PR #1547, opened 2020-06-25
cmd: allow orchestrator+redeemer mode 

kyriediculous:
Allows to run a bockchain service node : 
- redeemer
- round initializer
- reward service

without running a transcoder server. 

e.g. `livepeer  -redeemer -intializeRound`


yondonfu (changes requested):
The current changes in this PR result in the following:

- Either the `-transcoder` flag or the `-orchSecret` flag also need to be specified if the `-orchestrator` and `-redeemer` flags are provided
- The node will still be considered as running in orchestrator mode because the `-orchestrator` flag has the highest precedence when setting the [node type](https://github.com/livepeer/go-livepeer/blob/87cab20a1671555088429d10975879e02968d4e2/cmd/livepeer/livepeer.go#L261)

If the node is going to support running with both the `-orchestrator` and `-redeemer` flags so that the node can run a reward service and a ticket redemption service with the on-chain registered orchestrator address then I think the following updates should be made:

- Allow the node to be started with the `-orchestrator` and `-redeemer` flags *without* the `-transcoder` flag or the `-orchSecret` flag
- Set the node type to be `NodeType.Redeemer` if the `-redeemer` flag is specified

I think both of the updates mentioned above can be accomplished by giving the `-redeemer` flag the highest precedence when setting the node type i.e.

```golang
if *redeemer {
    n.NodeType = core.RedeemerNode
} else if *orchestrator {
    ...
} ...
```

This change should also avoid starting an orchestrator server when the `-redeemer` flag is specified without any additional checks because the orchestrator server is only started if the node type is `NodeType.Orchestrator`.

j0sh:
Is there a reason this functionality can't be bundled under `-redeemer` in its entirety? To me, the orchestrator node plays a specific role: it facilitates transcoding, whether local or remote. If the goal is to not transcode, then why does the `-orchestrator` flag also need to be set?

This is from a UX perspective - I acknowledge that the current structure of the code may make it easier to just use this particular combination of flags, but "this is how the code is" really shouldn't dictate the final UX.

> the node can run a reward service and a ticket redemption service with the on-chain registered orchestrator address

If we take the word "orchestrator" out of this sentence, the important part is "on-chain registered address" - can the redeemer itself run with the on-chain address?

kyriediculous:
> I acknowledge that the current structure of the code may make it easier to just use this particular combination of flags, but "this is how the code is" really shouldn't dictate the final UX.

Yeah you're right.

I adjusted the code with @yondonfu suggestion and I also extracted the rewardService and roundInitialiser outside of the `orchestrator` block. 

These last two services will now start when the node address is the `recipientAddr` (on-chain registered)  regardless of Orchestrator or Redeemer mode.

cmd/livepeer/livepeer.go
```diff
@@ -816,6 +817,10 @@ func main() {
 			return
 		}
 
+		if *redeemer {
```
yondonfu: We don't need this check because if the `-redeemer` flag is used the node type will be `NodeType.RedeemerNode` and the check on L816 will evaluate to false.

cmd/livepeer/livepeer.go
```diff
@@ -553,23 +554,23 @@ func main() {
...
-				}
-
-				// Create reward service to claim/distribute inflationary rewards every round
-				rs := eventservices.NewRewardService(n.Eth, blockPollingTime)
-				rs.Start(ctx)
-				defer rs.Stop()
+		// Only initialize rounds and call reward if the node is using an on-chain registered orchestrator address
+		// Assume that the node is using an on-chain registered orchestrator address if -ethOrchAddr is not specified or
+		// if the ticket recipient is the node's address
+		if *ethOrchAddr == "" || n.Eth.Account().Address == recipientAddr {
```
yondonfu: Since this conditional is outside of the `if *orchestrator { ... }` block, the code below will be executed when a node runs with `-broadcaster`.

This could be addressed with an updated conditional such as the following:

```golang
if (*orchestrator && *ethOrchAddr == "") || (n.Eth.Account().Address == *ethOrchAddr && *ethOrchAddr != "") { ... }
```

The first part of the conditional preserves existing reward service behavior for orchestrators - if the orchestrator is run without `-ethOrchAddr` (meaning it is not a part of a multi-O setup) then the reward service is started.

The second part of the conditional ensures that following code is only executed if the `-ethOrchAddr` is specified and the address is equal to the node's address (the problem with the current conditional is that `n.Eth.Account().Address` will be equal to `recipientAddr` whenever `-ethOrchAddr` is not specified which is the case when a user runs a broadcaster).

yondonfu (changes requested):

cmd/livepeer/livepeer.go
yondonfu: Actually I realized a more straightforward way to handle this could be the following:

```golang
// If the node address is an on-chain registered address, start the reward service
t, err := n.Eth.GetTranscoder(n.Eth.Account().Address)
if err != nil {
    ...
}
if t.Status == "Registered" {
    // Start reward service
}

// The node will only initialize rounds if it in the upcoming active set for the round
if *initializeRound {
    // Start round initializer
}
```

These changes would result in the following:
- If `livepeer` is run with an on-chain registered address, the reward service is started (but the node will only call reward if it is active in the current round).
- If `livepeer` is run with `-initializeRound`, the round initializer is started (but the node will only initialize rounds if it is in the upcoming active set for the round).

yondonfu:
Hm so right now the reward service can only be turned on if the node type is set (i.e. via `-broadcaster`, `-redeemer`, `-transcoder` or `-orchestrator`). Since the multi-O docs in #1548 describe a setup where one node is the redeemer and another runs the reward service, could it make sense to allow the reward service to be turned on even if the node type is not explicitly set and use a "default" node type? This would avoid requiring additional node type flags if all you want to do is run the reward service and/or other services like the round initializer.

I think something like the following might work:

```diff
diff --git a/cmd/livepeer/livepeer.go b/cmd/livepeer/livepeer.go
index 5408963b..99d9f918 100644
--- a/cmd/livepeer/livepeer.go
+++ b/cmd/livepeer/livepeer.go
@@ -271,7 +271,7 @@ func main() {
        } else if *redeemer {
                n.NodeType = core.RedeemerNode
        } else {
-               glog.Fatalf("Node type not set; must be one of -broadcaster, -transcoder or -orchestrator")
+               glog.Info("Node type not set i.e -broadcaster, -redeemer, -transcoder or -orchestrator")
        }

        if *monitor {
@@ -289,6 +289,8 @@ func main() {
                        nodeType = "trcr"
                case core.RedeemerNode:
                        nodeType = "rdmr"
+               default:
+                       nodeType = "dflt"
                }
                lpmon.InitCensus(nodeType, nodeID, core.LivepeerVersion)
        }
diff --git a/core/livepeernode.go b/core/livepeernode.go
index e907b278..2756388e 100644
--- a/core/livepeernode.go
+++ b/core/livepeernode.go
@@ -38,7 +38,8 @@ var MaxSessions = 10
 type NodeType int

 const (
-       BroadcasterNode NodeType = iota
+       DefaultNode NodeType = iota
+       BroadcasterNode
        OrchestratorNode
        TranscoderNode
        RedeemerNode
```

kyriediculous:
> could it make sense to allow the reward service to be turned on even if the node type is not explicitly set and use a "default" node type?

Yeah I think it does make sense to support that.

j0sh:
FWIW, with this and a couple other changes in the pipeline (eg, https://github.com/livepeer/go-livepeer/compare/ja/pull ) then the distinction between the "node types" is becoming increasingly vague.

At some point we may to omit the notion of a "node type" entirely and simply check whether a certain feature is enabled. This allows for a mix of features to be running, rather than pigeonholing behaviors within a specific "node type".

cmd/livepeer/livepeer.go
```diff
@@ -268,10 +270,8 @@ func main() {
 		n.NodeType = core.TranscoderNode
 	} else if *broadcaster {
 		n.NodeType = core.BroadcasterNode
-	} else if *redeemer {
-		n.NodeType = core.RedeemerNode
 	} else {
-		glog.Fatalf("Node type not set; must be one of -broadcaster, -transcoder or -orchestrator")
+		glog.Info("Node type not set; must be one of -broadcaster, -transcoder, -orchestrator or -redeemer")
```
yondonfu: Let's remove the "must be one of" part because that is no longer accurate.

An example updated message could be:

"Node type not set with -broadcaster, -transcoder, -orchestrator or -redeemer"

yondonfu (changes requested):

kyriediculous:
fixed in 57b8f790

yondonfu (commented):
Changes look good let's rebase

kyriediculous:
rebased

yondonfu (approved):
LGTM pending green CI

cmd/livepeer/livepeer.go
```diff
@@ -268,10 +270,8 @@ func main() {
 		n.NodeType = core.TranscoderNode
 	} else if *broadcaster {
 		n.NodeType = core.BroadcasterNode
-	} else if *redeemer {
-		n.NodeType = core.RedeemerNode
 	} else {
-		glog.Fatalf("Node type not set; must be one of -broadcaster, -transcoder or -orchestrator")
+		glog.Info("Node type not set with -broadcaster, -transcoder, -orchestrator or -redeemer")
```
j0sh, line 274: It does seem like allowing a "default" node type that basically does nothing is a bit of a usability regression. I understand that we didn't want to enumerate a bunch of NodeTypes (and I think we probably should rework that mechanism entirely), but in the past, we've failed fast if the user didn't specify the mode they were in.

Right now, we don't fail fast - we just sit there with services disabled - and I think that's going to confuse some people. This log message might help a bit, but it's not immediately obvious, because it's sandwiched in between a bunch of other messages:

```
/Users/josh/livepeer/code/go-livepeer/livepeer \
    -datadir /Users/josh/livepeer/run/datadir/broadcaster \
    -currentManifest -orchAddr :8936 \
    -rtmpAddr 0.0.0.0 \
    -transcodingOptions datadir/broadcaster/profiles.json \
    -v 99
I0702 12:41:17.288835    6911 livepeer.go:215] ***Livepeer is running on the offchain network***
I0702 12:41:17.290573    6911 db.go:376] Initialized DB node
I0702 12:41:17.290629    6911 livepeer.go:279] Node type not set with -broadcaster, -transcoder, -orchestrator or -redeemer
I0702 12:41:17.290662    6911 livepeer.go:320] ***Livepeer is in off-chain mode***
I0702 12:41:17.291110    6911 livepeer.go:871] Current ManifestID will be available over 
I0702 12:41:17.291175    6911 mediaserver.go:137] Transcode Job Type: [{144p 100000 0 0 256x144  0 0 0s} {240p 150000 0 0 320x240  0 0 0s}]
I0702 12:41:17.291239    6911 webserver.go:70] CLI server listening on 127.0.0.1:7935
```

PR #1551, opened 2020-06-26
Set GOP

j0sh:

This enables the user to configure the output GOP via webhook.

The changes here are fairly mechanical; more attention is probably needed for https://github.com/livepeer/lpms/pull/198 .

* * *

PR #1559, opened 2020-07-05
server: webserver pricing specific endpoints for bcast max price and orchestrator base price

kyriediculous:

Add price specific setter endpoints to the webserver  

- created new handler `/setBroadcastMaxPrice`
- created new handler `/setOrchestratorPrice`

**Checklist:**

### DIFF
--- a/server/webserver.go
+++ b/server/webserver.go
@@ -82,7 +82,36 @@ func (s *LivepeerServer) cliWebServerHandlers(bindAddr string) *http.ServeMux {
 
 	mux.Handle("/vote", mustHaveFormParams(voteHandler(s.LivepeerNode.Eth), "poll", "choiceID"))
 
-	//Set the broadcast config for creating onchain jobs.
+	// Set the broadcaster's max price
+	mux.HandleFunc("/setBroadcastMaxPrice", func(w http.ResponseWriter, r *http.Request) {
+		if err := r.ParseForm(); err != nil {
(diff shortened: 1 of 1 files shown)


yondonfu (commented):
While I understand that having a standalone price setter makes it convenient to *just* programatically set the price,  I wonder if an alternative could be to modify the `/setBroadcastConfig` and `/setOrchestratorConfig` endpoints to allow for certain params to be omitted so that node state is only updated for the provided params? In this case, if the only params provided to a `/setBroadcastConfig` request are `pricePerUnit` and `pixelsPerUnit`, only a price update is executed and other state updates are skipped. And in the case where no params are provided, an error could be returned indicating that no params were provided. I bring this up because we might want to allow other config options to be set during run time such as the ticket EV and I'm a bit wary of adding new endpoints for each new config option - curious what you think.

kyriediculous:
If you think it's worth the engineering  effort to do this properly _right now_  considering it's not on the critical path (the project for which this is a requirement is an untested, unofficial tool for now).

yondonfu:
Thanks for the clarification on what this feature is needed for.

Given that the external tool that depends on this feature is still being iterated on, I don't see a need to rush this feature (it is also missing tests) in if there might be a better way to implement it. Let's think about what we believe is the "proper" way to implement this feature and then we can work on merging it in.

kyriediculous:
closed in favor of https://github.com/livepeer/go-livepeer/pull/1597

» **EXERCISE AIM**: Go through the entries and copy every line that has "Info".

» **ANSWER TO THIS PROBLEM**:
+               glog.Info("Node type not set i.e -broadcaster, -redeemer, -transcoder or -orchestrator")
+		glog.Info("Node type not set; must be one of -broadcaster, -transcoder, -orchestrator or -redeemer")
+		glog.Info("Node type not set with -broadcaster, -transcoder, -orchestrator or -redeemer")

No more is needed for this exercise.